**The New York City**

**Category Theory Seminar**

**
Department of Computer Science**

Department of Mathematics

The Graduate Center of The City University of New York

365 Fifth Avenue (at 34th Street) map

(Diagonally across from the Empire State Building)

New York, NY 10016-4309

Thursdays 7:00 - 8:30 PM.

Room 6417 .

Contact N. Yanofsky to
schedule a speaker

or to add a name to the
seminar mailing list.

**Fall 2013 - Spring 2015**

The New York Category Theory Seminar and the New York Haskell Meetup is sponsoring a

**Homotopy Type Theory Reading Group**

We will be reading the Homotopy Theory Book
Available here .

We will be meeting roughly every two weeks on Thursdays from 7:00 to 8:30 PM in Room 6417.

The seminar continued through the Spring of 2015 and the Hott book was completed.

Speaker: ** Jean-Pierre Marquis,
Universite de Montreal
.**

Date and Time: ** Thursday April 3, 2014, 7:00 - 8:00 PM., Room 8405.**

Title:** Homotopy type theory as a foundational framework:
some philosophical remarks
. **

Abstract:** Homotopy type theory, a new field at the crossroad of homotopy theory and type theory, is being vigorously investigated and is being presented as a new candidate for the foundations of mathematics. Too many logicians and philosophers, the latter suggestion seems dubitable, to say the least, if only because homotopy types are understood as being too abstract and complicated to provide a convincing foundational framework. In this talk, I will briefly discuss the various desiderata associated with a foundational framework and try to sketch a view that provides a justification for this new approach. **

Speaker: ** Nathan Bouscal.**

Date and Time: ** Thursday March 6, 2014, 7:00 - 8:30 PM., Room 8405.**

Title:** More of Chapter Six. **

Speaker: ** Nathan Bouscal.**

Date and Time: ** Thursday February 6, 2014, 7:00 - 8:30 PM., Room 8405.**

Title:** The Beginning of Chapter Six. **

Speaker: ** Nathan Bouscal.**

Date and Time: ** Thursday January 9, 2014, 7:00 - 8:30 PM., Room 6417.**

Title:** The Beginning of Chapter Three: Sets and Logic. **

Speaker: ** Louis Thrall.**

Date and Time: ** Thursday December 5, 2013, 7:00 - 8:30 PM., Room 6417.**

Title:** The Univalence Axiom. **

Abstract: In this talk, we will begin by discussing application of functions on paths, and the transport lemma (Lemma 2.3.1 of the book). We will then discuss the notion of homotopies, and equivalences, with a few examples. From their we will be able to define a function which will be called “idtoeqv”. Roughly, this function takes equality of types to equivalence of types. This will allow us to state the univalence axiom. If time permits, we will end with how the various type forming constructions behave in the presence of the higher groupoid structure.

Speaker: ** Dustin Mulcahey.**

Date and Time: ** Thursday November 21, 2013, 7:00 - 8:00 PM., Room 6417.**

Title:** An Introduction to Homotopy Theory Part II. **

Speaker: ** Dustin Mulcahey.**

Date and Time: ** Thursday November 7, 2013, 7:00 - 8:30 PM., Room 6417.**

Title:** An Introduction to Homotopy Theory Part I. **

Speaker: ** Perry E. Metzger.**

Date and Time: ** Thursday October 17, 2013, 7:00 - 8:30 PM., Room 6417.**

Title:** An Introduction to Intuitionistic Type Theory. **

Speaker: ** Gershom Bazerman.**

Date and Time: ** Thursday October 3, 2013, 7:00 - 8:30 PM., Room 6417.**

Title:** An Introduction to Intuitionistic Type Theory. **

Abstract:

Homotopy type theory is a new foundation for mathematics based upon type theory and the univalence axiom.

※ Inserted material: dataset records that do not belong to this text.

PR #623, opened 2025-01-07
Fix "Multiple images are selected when the same image is uploaded"

### LINKED ISSUE #618: Multiple images are selected when the same image is uploaded
I've come across with this nasty bug that causes multiple images to become selected:

Steps:

Open the QE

This is a topic that unifies the foundations of mathematics, computer science, algebraic topology, and type theory.

This will be the first focused reading of the Homotopy type theory reading group, covering sections 1.1-1.7 of the book. This will serve as an introduction to Intuitionistic Type Theory as developed by Martin-Löf, including notions of decidability and judgmental equality, up through dependent function and pair types (aka Pi and Sigma).

The reading group includes those with type theory background and no homotopy background, with homotopy background but no type theory background, and with no significant background in either but a healthy thirst for knowledge.

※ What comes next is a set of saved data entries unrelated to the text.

PR #626, opened 2025-01-07
Initialize fetchedToken with the keychain item

### LINKED ISSUE #625: OAuth doesn't start after a fresh install combined with token expiration
Have the Quick Editor logged in
From the WP.com security panel, revoke the demo app token
Delete the app and build-run again
Go to the Quick Editor and log in with the same email than before
It will show the intro message, tap continue
Result: Switches to the token expired state
Expected: Starts the OAuth flow

pinarol:
Closes #625 #579

### Description

Removing the app doesn’t clear the keychain entry for that email so oauthSession.hasValidSession(with: email) returns true which causes it to skip the oauth flow.

The source of truth about tokens is the Keychain but SwiftUI uses `@State` variables to shape and refresh the UI. `fetchedToken` needs to be initialized from the keychain so the UI can adapt accordingly.

### Testing Steps

Refer to #625 and #579 for testing steps.

### DIFF
--- a/Sources/GravatarUI/SwiftUI/ProfileEditor/QuickEditor.swift
+++ b/Sources/GravatarUI/SwiftUI/ProfileEditor/QuickEditor.swift
@@ -71,7 +71,11 @@ struct QuickEditor<ImageEditor: ImageEditorView>: View {
             } else {
                 noticeView()
             }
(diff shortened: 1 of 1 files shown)


etoledom (approved):
Great find!
I tested both tickets and they seem fixed by this PR.

🎉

Speaker: ** Dustin Mulcahey.**

Date and Time: ** Thursday September 12, 2013, 7:00 - 8:30 PM., Room 8405.**

Title:** A General Introduction to Homotopy Type Theory and Orginizational Meeting. **

Abstract:

The reading group is organized by Dustin Mulcahey. Homotopy type theory is a new foundation for mathematics based upon type theory and the univalence axiom. This is a topic that unifies the foundations of mathematics, computer science, algebraic topology, and type theory.